During a recent fleet fuel audit for a potential client, I came across an invoice on which the local branch manager had proudly made the notation, "renegotiated pricing to 8 cents over rack," and sent the invoice off to corporate for payment. Our data analysts ran all of the month's transactions through our database. I looked at the real numbers for that particular transaction, and the subsequent transactions after this local manager's expert renegotiation of the margin to 8 cents over rack. The margin prior to his talks with his vendor were 8 cents. After employing his expert negotiating skills the actual margin jumped to 23 cents. They couldn't know that unless they tracked and checked it daily and compared it to a visible benchmark.
Effective fleet fuel management is not "set it and forget It" like a programmable thermostat. It is something that requires commitment, resources, expertise and diligence daily. Who's watching your bottom line?
10/2/2009 How Do You Audit Your Fleet Fuel Invoices?
By Glen Sokolis, The Sokolis Group
The Sokolis Group performs a lot of audits of fleet fuel invoices, reviewing hundreds of thousands of fuel transactions a month. Hopefully, your company has some good processes in place for your fuel transactions. If you don't, here are some solid tips and examples of the errors that we see companies make that you can prevent.
Bulk Fuel Buying:
* A common problem is too many fuel suppliers' price quotes come in each day. Solution: cut down on your suppliers.
* Another problem: The fuel price quotes go to someone who is too busy and may not even look at the quotes. Solution: Make sure your key person has time to review; fewer fuel vendors should help.
* The person who gets the fuel price quote and places the fuel order should be the same person that gets the fuel invoice. Make sure the dots connect. If not, the person approving the fuel invoice is doing it in the dark.

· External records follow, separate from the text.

PR #2823, opened 2024-08-30
adding storedCard story

sponglord:
## Summary
Added story for storedCard

### DIFF
--- a/packages/lib/storybook/stories/cards/Card.stories.tsx
+++ b/packages/lib/storybook/stories/cards/Card.stories.tsx
@@ -5,6 +5,7 @@ import { Card } from '../../../src';
 import { Container } from '../Container';
 import { searchFunctionExample } from '../../../../playground/src/utils';
 import { CardWith3DS2Redirect } from './cardStoryHelpers/CardWith3DS2Redirect';
+import './cardStoryHelpers/storedCard.style.scss';
 
 type CardStory = StoryConfiguration<CardConfiguration>;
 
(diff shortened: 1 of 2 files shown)


packages/lib/storybook/stories/cards/Card.stories.tsx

* Have two people review the fuel invoices for accuracy. We have seen many invoices that were signed off for payment that had the wrong gallons by more than 1,000 gallons and the wrong fuel price by more than $3 a gallon. There are a lot of numbers with fuel which can make it confusing.

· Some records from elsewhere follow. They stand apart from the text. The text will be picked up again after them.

PR #2837, opened 2024-09-09
Fixes regression and allows Enter key to validate/submit

sponglord:
## Summary
Fixes regression caused by #2750 and allows Enter key once again to trigger validation or submission on the Card component

## Tested scenarios
Added new e2e test

**Relates to issue**:  #2750

### DIFF
--- a/packages/lib/src/components/Card/Card.tsx
+++ b/packages/lib/src/components/Card/Card.tsx
@@ -57,7 +57,7 @@ export class CardElement extends UIElement<CardConfiguration> {
         _disableClickToPay: false,
         doBinLookup: true,
         // Merge most of CardInput's defaultProps
-        ...reject(['type', 'setComponentRef']).from(CardInputDefaultProps)
+        ...reject(['type', 'setComponentRef', 'onEnterKeyPressed']).from(CardInputDefaultProps)
     };
 
     public setStatus(status: UIElementStatus, props?): this {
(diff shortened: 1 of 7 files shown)


packages/lib/src/components/Card/Card.tsx
```diff
@@ -57,7 +57,7 @@ export class CardElement extends UIElement<CardConfiguration> {
         _disableClickToPay: false,
         doBinLookup: true,
         // Merge most of CardInput's defaultProps
-        ...reject(['type', 'setComponentRef']).from(CardInputDefaultProps)
+        ...reject(['type', 'setComponentRef', 'onEnterKeyPressed']).from(CardInputDefaultProps)
```
ribeiroguilherme, line 60: It does not make sense to have 'onEnterKeyPress' as default props, since it is not actually a default prop and it shouldn't be. Can't we remove it from there?

ribeiroguilherme (approved):

packages/lib/src/components/Card/Card.tsx
sponglord: Remove it from where? `CardInputDefaultProps`?

ribeiroguilherme: yes

sponglord: Done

* Benchmark your fuel price to some industry index. If you don't, how will you know what you're paying for?
Truck Stop Buying:
* Use a fleet fuel card that is widely accepted at truckstops. We see many companies use a fleet fuel card for truck stop purchases that is usually issued for local use such as WEX (Wright Express), Voyager or American Express.

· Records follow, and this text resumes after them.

PR #1400, opened 2026-07-17
fix(frontend): make logout button work

g-kedev:


g-kedev:
`TypeError: authenticator.singleLogout is not a function`
Not sure, why the frontend test doesn´t find the singleLogout func, when manually testing the logout button works.

PR #1409, opened 2026-07-23
fix(frontend): `queryOptions` in UserSelection being a nop

c0rydoras:
there is one use of `UserSelection` with `@queryOptions={{hash is_reviwer=1}}` before this change, passing `@queryOptions` wouldn't do anything


derrabauke (approved):
🚀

* If you're using fleet fuel cards such as those mentioned above, you're paying a premium over the cash price. This credit fuel price is typically 7-12 cents a gallon more expensive than the cash fuel price. This is an expense that most companies don't even know that they are paying. (Try one of these fuel card companies: Comdata, FleetOne, 360FuelCard.com, T-Chek or EFS)
* Quantity brings better prices. There are many companies that buy tens of thousands of gallons a month from many different fuel suppliers. This might not tie directly to fuel auditing but it will improve your fuel program. (Try to consolidate your fuel purchases to a limited number of fuel suppliers directing more volume to fewer suppliers. This will enable you to talk to your fuel suppliers and possibly negotiate better fuel prices)
Take these fuel management tips and improve your fuel program. Your bottom line will love you; your company will love you.